Of course I can’t resist a little schadenfreude over one gripe aired in the course of the thread: “What’s the difference between OS X and Vista? Microsoft employees are excited about OS X.” That’s a little unfair, of course, but it’s also funny, and as Apple pushes forward toward its fifth major OS release since Windows XP while Microsoft struggles for the first one (and alas, in this game, major efforts like SP2 don’t count as more than point releases), it sounds like the truth.

Disclosure: I am a former Microsoft employee who did not work on Windows, though I have friends who do. While I am a Mac user at home, it is in my professional interest that Microsoft keeps the IT ecosystem healthy by shipping Vista on time.

Poor Robert Parker

NYT: Decanting Robert Parker. The premise of the article is that Robert Parker, whose 100 point wine rating system and apparent love of big wines has revolutionized the industry, feels that he’s being made a scapegoat for everything that is wrong with the wine industry today.

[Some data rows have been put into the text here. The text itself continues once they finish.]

PR #837, opened 2020-07-10
add cylinder mesh discretization parameter

kanunikov-denys:
adding a parameter to the ginfo to change the mesh accuracy for cylinders. 
I don't know what is a good name for such a parameter . For now it is ` numapproximate` 
I also noticed another issue with mesh generation for cylinders. We are replacing a cylinder with a mesh which is smaller than cylinder. We have to treat treat circle as inscribed into the mesh which we generate not as circumscribed.

### DIFF
--- a/src/libopenrave/kinbodygeometry.cpp
+++ b/src/libopenrave/kinbodygeometry.cpp
@@ -234,14 +234,15 @@ bool KinBody::GeometryInfo::InitCollisionMesh(float fTessellation)
     case GT_Cylinder: {
         // cylinder is on z axis
         dReal rad = GetCylinderRadius(), len = GetCylinderHeight()*0.5f;
-        int numverts = (int)(fTessellation*GetCylinderNumCircleDiscretiazationPoints());
-        // TODO: we should make collision obstacle bigger than cylinder, treat circle as inscribed circle not as circumscribed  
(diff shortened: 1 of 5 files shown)


src/libopenrave/kinbodygeometry.cpp
```diff
@@ -234,13 +234,15 @@ bool KinBody::GeometryInfo::InitCollisionMesh(float fTessellation)
     case GT_Cylinder: {
         // cylinder is on z axis
         dReal rad = GetCylinderRadius(), len = GetCylinderHeight()*0.5f;
-        int numverts = (int)(fTessellation*48.0f) + 3;
+        // int numverts = (int)(fTessellation*48.0f) + 3;
+        int numverts = max((int)(fTessellation*GetCylinderNumCircleApproximate()), 3); // should not be less than 3 to maintain backwards compatibility  (numverts = (int)(fTessellation*48.0f) + 3;)
```
rdiankov, line 238: @kanunikov-denys not sure if we need "tessellation" factor anymore since GeometryInfo is holding the discretized vertex count anymore... I would put this into its own new `int` parameter called `numVerticesWhenDiscretizing`. That way we can use it for spheres and other interesting primitives too. Perhaps we don't even need `fTessellation` in `InitCollisionMesh` anymore~

PR #840, opened 2020-07-14
light, efficient optimization about static joints and SetDOFValues

tgn3000:
This PR is a continuation of
https://github.com/rdiankov/openrave/pull/835.
We appreciate @yoshikikanemoto 's insight, advice, and help for this. A summary follows.

- Add `bool Joint::_bStatic` to store result from `IsStatic()` during initialization, before `_bInitialized` is set to `true` at the end of `Joint::_ComputeInternalInformation`.
- Use this `_bStatic` henceforth when calling `Joint::IsStatic()`. For static joints, do not derive `pvalues`, `tjoint` etc. variables, and directly use **0** as its joint value.
- Use references of `pjoint->_attachedbodies[0]` and `pjoint->_attachedbodies[1]` directly (because `KinBody::JointPtr` is a friend class of `KinBody::LinkPtr`), instead of calling `pjoint->GetHierarchyParentLink()` and `pjoint->GetHierarchyChildLink()`, because they copy shared pointers.
- Disable `lengthsqr4()` check for quaternion's 2-norm in [0.99f, 1.01f] when compiling in release mode, by defining `MATH_DISABLE_ASSERTS`.
Some reference: https://www.boost.org/doc/libs/1_73_0/libs/assert/doc/html/assert.html
- My signature code optimization in `SetDOFValues` to improve readability and understandability.


include/openrave/geometry.h
```diff
@@ -383,11 +383,15 @@ class RaveTransform
     template <typename U> RaveTransform(const RaveTransform<U>& t) {
         rot = t.rot;
         trans = t.trans;
-        MATH_ASSERT( rot.lengthsqr4() > 0.99f && rot.lengthsqr4() < 1.01f );
+        const T l = rot.lengthsqr4();
```
yoshikikanemoto, line 386: i think this is a good catch. for further improvement, computation of `l` can be skipped when assert is disabled. by doing like
```c++
#ifdef BOOST_ASSERT
#define MATH_ASSERT BOOST_ASSERT
#ifdef BOOST_DISABLE_ASSERTS
#define MATH_DISABLE_ASSERTS
#endif 
#else
#include <cassert>
#define MATH_ASSERT assert
#ifdef NDEBUG
#define MATH_DISABLE_ASSERTS
#endif 
#endif

...
#ifndef MATH_DISABLE_ASSERTS
        const T l = rot.lengthsqr4();
        MATH_ASSERT( l > 0.99f && l < 1.01f );
#endif
```

src/libopenrave/kinbody.cpp
```diff
@@ -1645,11 +1645,17 @@ void KinBody::SetDOFValues(const std::vector<dReal>& vJointValues, uint32_t chec
...
+    // have to compute the angles ahead of time since they are dependent on the link 
+    const int nActiveJoints = _vecjoints.size();
+    const int nPassiveJoints = _vPassiveJoints.size();
+    std::vector< std::vector<dReal> > vPassiveJointValues(nPassiveJoints);
+    for(int i = 0; i < nPassiveJoints; ++i) {
+        const KinBody::JointPtr& pjoint = _vPassiveJoints[i];
+        const boost::array<dReal, 3>& vlowerlimit = pjoint->_info._vlowerlimit;
+        const boost::array<dReal, 3>& vupperlimit = pjoint->_info._vupperlimit;
+        std::vector<dReal>& jvals = vPassiveJointValues[i];
+        if( !pjoint->IsMimic() ) {
```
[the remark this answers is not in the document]
tgn3000: done. thanks!!

include/openrave/geometry.h
tgn3000: good idea. incorporated. many thanks commenting!

yoshikikanemoto:
for the robot 7 out of 13 joints are static joint
before
```
In [1]: start=time.time(); a=[robot.SetActiveDOFValues(random.randn(6), checklimits=0) for i in range(1000000)]; time.time()-start
Out[1]: 5.586276054382324
```
after
```
In [1]: start=time.time(); a=[robot.SetActiveDOFValues(random.randn(6), checklimits=0) for i in range(1000000)]; time.time()-start
Out[1]: 3.719588041305542
```

for the robot 63 out of 80 joints are static joint:
before: 24.910272121429443 sec
after: 10.708690881729126 sec

3rdparty/crlibm-1.0beta4/atan_fast.c
```diff
@@ -65,17 +65,18 @@ static void atan_quick(double *atanhi,double *atanlo, int *index_of_e, double x)
         {
           /* compute i so that a[i] < x < a[i+1] */
           i=31;
-          if (x < arctan_table[i][A].d) i-= 16;
+          db_number TiA = arctan_table[i][A];
```
yoshikikanemoto, line 68: actually you cannot do this. i is changing while it goes through lines below

yoshikikanemoto:
tested with some real systems. i think this PR is ready @rdiankov

tgn3000:
thanks for the last reversion. I was out of my mind

include/openrave/kinbody.h
```diff
@@ -1476,6 +1476,7 @@ class OPENRAVE_API KinBody : public InterfaceBase
         Transform _tRightNoOffset, _tLeftNoOffset;         ///< same as _tLeft and _tRight except it doesn't not include the offset
         Transform _tinvRight, _tinvLeft;         ///< the inverse transformations of tRight and tLeft
         bool _bInitialized;
+        bool _bStatic = false; ///< IsStatic with both lower and upper limits equal 0
```
rdiankov, line 1479: @tgn3000 unfortunately, we don't use initializers like this in openrave headers (even though it is convenient). can you remove? thanks

src/libopenrave/kinbody.cpp
```diff
@@ -1642,128 +1642,145 @@ void KinBody::SetDOFValues(const std::vector<dReal>& vJointValues, uint32_t chec
...
+    const int nPassiveJoints = _vPassiveJoints.size();
+    std::vector< std::vector<dReal> > vPassiveJointValues(nPassiveJoints);
+    for(int i = 0; i < nPassiveJoints; ++i) {
+        const KinBody::JointPtr& pjoint = _vPassiveJoints[i];
+        if(pjoint->IsStatic()) {
+            continue;
+        }
+        const boost::array<dReal, 3>& vlowerlimit = pjoint->_info._vlowerlimit;
+        const boost::array<dReal, 3>& vupperlimit = pjoint->_info._vupperlimit;
+        std::vector<dReal>& jvals = vPassiveJointValues[i];
```
rdiankov, line 1656: @tgn3000 although minor and i like the reference, using `vector< vector >` is slow, and i think we can speed this up even further by using `std::vector< boost::array<dReal, 3> >` instead and creating a `Joint::GetValues(boost::array<dReal,3>& values)` implementation (we can do this since the max DOF per joint is 3)

include/openrave/kinbody.h
tgn3000: thanks, will address these comments tomorrow

rdiankov:
@tgn3000 for now, i allowed initializers and some c++11 stuff we also use at mujin. so looks good, thanks~

tgn3000:
@rdiankov  good to know. now I see how you want to dereference a shared pointer and use the reference henceforth. will follow that pattern in future merge requests. thanks!

PR #842, opened 2020-07-17
WIP: Pickplacelog ikfilteringinfo

ShaysRebellion:
Reports why `workspace` planner fails and what IK values (or potentially linearly interpolated IK values) cause the planner to fail

### DIFF
--- a/include/openrave/planner.h
+++ b/include/openrave/planner.h
@@ -62,7 +62,9 @@ enum PlannerStatusCode
 enum PlanningOptions
 {
     PO_NoStatusDetail = 1, ///< if set, then do not output any PlannerStatus details, just the finish code. This allows system to be faster.
-    PO_AddCollisionStatistics = 2 /// If set, Fill in collision to aid in planning failure debugging. This will slow down the system.
+    PO_AddBiRRTCollisionInfo = 2 /// If set, then will fill in collision information to aid in BiRRT planning failure debugging. This will slow down the system.
+    PO_AddLinearPlannerCollisionInfo = 4; /// If set, then will fill information to aid in linear planning failure debugging. This will slow down the system.
+    PO_AddWorkspacePlannerCollisionInfo = 0x8; /// If set, fill in collision to aid in IK filering failure debugging. This will slow down the system.
 };
 
 /// \brief action to send to the planner while it is planning. This is usually done by the user-specified planner callback function
@@ -504,7 +506,10 @@ public:
     PlannerStatus& SetPlannerParameters(PlannerParametersConstPtr parameters);
 
     void InitCollisionReport(CollisionReportPtr& collisionReport);
-    void AddCollisionReport(const CollisionReport& collisionReport);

Oh well. The price of fame.

Still, among the self pity, there are some interesting notes: that it would be a full time job for one wine reviewer to cover the wines of Italy (I think it would require at least two FTEs myself); that the variety available in the wine market today is greater than it has ever been in modern memory, and “we see evidence in southern Italy with the reclamation and resurrection of all these indigenous varietals that had long been sold off to co-ops”; that the apparent sameness of taste that many critics argue is a negative result of Parker’s influence is because “most wines are being tasted when they are too young”; that he wants to do a book on value wines, “Just a little pocket book. I think it would establish the fact that I’m not just a guy who is used by speculators to drive up prices.”

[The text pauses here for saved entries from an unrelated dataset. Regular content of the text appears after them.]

PR #843, opened 2020-07-21
Support depth rendering

cv3d:


rdiankov:
@cv3d in terms of API consistency, perhaps it is better to create a new function in the ViewerBase rather than overload `GetCameraImage`

cv3d:
@rdiankov Thanks for your comment. How about now?

PR #845, opened 2020-07-29
Fix container cage xml reader

osbertngok:
Fixing support for reading container / cage attributes in OpenRave XML file.


rdiankov:
thanks~

PR #847, opened 2020-07-31
[quick] bugfix  passing zero to hierarchical xml readable

kanbouchou:
recent change made options passed to ``HierarchicalXMLReadable::SerializeXML`` always zero.

This PR recovers behavior to correctly pass ``options``.


rdiankov:
thanks!

PR #1252, opened 2023-06-12
Compile error when trying to index a py::object with size_t key

undisputed-seraphim:
When compiling natively with certain combinations of flags:

```
cmake .. -DCMAKE_BUILD_TYPE=RelWithDebInfo \
    -DODE_USE_MULTITHREAD=ON \
    -DOPT_IKFAST_FLOAT32=OFF \
    -DOPENRAVE_MSGPACK=OFF  \
    -DOPT_LOG4CXX=ON \
    -DBoost_NO_BOOST_CMAKE=OFF \
    -DUSE_PYBIND11_PYTHON_BINDINGS=ON \
    -DOPT_INSTALL_3DMODELDATA=OFF \
    -DOPT_MSGPACK=OFF \
    -DOPT_CURL=OFF \
    -DOPT_OCTAVE=OFF \
    -DOPT_COLLADA=OFF \
    -DOPT_MATLAB=OFF \
    -DOPT_STATIC=OFF \
    -DOPT_PYTHON=OFF  \
    -DCMAKE_CXX_FLAGS="-Wno-shadow"
```

I ran into a compilation error:

```
/home/user/Code/openrave/python/bindings/openravepy_global.cpp:355:75: error: invalid conversion from ‘size_t’ {aka ‘long unsigned int’} to ‘const char*’ [-fpermissive]
  355 |         vOrientedBox[iOrientedBox] = ExtractOrientedBox(pyOrientedBoxList[iOrientedBox]);
      |                                                                           ^~~~~~~~~~~~
      |                                                                           |
      |                                                                           size_t {aka long unsigned int}
```

The reason is because `py::object::operator[]` takes a string (`const char*`) instead of an integral value like `size_t`.

I imagine that what we really want is to cast the `py::object` into a `py::list` before trying to index it, so I applied a fix that does so accordingly.

I'm not sure why this error is not encountered in other builds. Perhaps it's due to very old versions of pybind11?

----

Edit by ciel: This is a new instances of https://github.com/rdiankov/openrave/pull/1125 .

### DIFF
--- a/plugins/rplanners/parabolicsmoother2.cpp
+++ b/plugins/rplanners/parabolicsmoother2.cpp
@@ -12,6 +12,7 @@
 // You should have received a copy of the GNU Lesser General Public License along with this program.
 // If not, see <http://www.gnu.org/licenses/>.
 #include "openraveplugindefs.h"
+#include <cfloat>
 #include <fstream>
 #include <openrave/planningutils.h>
 
--- a/python/bindings/openravepy_global.cpp
+++ b/python/bindings/openravepy_global.cpp
@@ -349,10 +349,11 @@ std::vector<OrientedBox> ExtractOrientedBoxArray(py::object pyOrientedBoxList)
     if( IS_PYTHONOBJECT_NONE(pyOrientedBoxList) ) {
         return {};
     }
-    const size_t arraySize = len(pyOrientedBoxList);
+    py::list pyOrientedBoxArray(pyOrientedBoxList);
+    const size_t arraySize = pyOrientedBoxArray.size();
     std::vector<OrientedBox> vOrientedBox(arraySize);
     for(size_t iOrientedBox = 0; iOrientedBox < arraySize; ++iOrientedBox) {
-        vOrientedBox[iOrientedBox] = ExtractOrientedBox(pyOrientedBoxList[iOrientedBox]);
+        vOrientedBox[iOrientedBox] = ExtractOrientedBox(pyOrientedBoxArray[iOrientedBox]);
     }
     return vOrientedBox;
 }
--- a/python/bindings/openravepy_global.cpp
+++ b/python/bindings/openravepy_global.cpp
@@ -349,11 +349,10 @@ std::vector<OrientedBox> ExtractOrientedBoxArray(py::object pyOrientedBoxList)
     if( IS_PYTHONOBJECT_NONE(pyOrientedBoxList) ) {
         return {};
     }
-    py::list pyOrientedBoxArray(pyOrientedBoxList);
-    const size_t arraySize = pyOrientedBoxArray.size();
+    const size_t arraySize = len(pyOrientedBoxList);
     std::vector<OrientedBox> vOrientedBox(arraySize);
     for(size_t iOrientedBox = 0; iOrientedBox < arraySize; ++iOrientedBox) {
-        vOrientedBox[iOrientedBox] = ExtractOrientedBox(pyOrientedBoxArray[iOrientedBox]);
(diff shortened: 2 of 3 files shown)


cielavenir:
@undisputed-seraphim what exact version of pybind11 did you use? (v2.9.2 / v2.9_ty / mujin_v2.9.2 / other)

cielavenir:
if you use STOCK v2.9.2, what you need is INSTEAD:

```diff
-vOrientedBox[iOrientedBox] = ExtractOrientedBox(pyOrientedBoxList[iOrientedBox]);
+vOrientedBox[iOrientedBox] = ExtractOrientedBox(pyOrientedBoxList[py::to_object(iOrientedBox)]);
```

This is described in https://github.com/rdiankov/openrave/pull/1125 .

undisputed-seraphim:
> @undisputed-seraphim what exact version of pybind11 did you use? (v2.9.2 / v2.9_ty / mujin_v2.9.2 / other)

The version I am using is 2.9.2 stock.

cielavenir:
Please try py::to_object(iOrientedBox) then

undisputed-seraphim:
Pipeline #561845

cielavenir:
@undisputed-seraphim Thank you! Are there any other places?

undisputed-seraphim:
I didn't encounter any more compile error so I think that's all

cielavenir:
thank you for checking!

cielavenir (approved):

plugins/rplanners/parabolicsmoother2.cpp
```diff
@@ -12,6 +12,7 @@
 // You should have received a copy of the GNU Lesser General Public License along with this program.
 // If not, see <http://www.gnu.org/licenses/>.
 #include "openraveplugindefs.h"
+#include <cfloat>
```
rdiankov, line 15: @undisputed-seraphim why is cfloat necessary?

undisputed-seraphim: I'm using gcc. I was trying to build OpenRAVE in native Debian 11 (without Docker).

undisputed-seraphim: @rdiankov Compiling with the cmake flags above results in an error from gcc stating that DBL_MAX was not defined anywhere.

cielavenir: let me check it thanks

rdiankov:
got it, thanks

plugins/rplanners/parabolicsmoother2.cpp
cielavenir: There is an include chain:

- plugins/include/openraveplugindefs.h
- include/openrave/openrave.h
- include/openrave/collisionchecker.h
- include/openrave/openravejson.h
- /usr/include/boost/lexical_cast.hpp
- /usr/include/boost/math/special_functions/sign.hpp
- /usr/include/boost/math/tools/config.hpp
- cfloat
- float.h

So it depends on Boost version.

@undisputed-seraphim For reference, may I ask what boost version you used? Note that Debian 11's stock is 1.74.

cielavenir: I mean, DBL_MAX issue does not reproduce by using Boost 1.74.

cielavenir: > So it depends on Boost version.

and adding cfloat include is correct, I approve. I clarify that

cielavenir: He used Debian 11 stock, have no idea :joy:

Sounds good. Let’s see it. I for one would welcome the reversal of one modern wine trend: that value wines nearly double in price within three years of their discovery (see southern Italy, Spain, and Chile for three recent examples).

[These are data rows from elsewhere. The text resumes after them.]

PR #1256, opened 2023-06-15
clear kinematics geometry hash when connected body active state changes

kanbouchou:
Background
==============

- https://github.com/rdiankov/openrave/pull/1240 minimized clearing of kinematics geometry hash, and https://github.com/rdiankov/openrave/pull/1241 fixed missing clearing of kinematics geometry hash.
- A few more locations were needed to clear this cache, so this MR fixes it.

Note
=========
- `__hashKinematicsGeometryDynamics` was private, but now protected because ``RobotBase`` class need to access it.
- Bumping version from 116 to 118 because https://github.com/rdiankov/openrave/pull/1251 updated changelog to 117 but probably forgot to change version in cmake.


include/openrave/kinbody.h
```diff
@@ -3561,9 +3561,9 @@ class OPENRAVE_API KinBody : public InterfaceBase
     boost::shared_ptr<rapidjson::Document> _prAssociatedFileEntries; ///< files tag maintaining entries of data files associated with this object
     Transform _baseLinkInBodyTransform; ///< the transform of the base link in the body coordinate frame. The body transform returned is baselink->GetTransform() * _baseLinkInBodyTransform.inverse(). When setting a transform, the base link transform becomes body->GetTransform() * _baseLinkInBodyTransform
     Transform _invBaseLinkInBodyTransform; ///< _baseLinkInBodyTransform.inverse() for speedup
+    mutable std::string __hashKinematicsGeometryDynamics; ///< hash serializing kinematics, dynamics and geometry properties of the KinBody
```
rdiankov, line 3564: @kanbouchou why mutable? doesn't look like you are changing it in a const function

kanbouchou: Actually, ``OpenRAVE::KinBody::GetKinematicsGeometryHash() const`` could modify this, so I think ``mutable`` is still needed.

rdiankov:
thanks~

PR #1259, opened 2023-06-17
fix: ConfigurationJitter should not permanently change robot's activeDOFIndices

osbertngok:
The side effect of changing robot's active dof indices seem to be unintended in `UpdateLimits` function in ConfigurationJitter / WorkspaceConfigurationJitter, and might lead to some unexpected consequences such as `Robot::CheckSelfCollision() const` might accidentally change active dof indices, should there be configuration jitterer having registered callbacks on robot changes.

Changes proposed by @yoshikikanemoto / @Puttichai


rdiankov:
already merged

Harmonia Mundi on eMusic, plus more Radiohead covers

Don’t know how I missed this one, but DRM-free download service eMusic has quietly added vast swatches of the Harmonia Mundi catalog, including Anonymous 4, Theatre of Voices (including their sublime Arvo Pärt collection De Profundis), the Baltic Voices compilations (including a Górecki composition I’ve never heard)…

Oh man. Good good stuff. If you have a jones for modern “classical” vocal music and you haven’t signed up for eMusic yet, it might be worth your while just for these recordings alone.

And for something completely different: Exit Music: Songs with Radio Heads, the compilation containing the R&B reworking of “Just” that I pointed to earlier, has also dropped (and is also available at eMusic). And the tracks I’ve heard so far, including a supremely jazzy take on “High and Dry” which is now my favorite track from the comp so far and a somber “Blow Out,” are superb. Good music day all around, I think.

Happy Mac text geeking

Via MacOSXHints, a great article about Cocoa’s text bindings and the Amazingly Cool Things you can do with them—like, implement a standard keystroke to wrap a piece of text in some HTML formatting in every Cocoa text field in your whole system. Also a list of default bindings as shipped in Mac OS X, and a list of all the usable selectors that you can combine with keystrokes to get some really cool things to happen.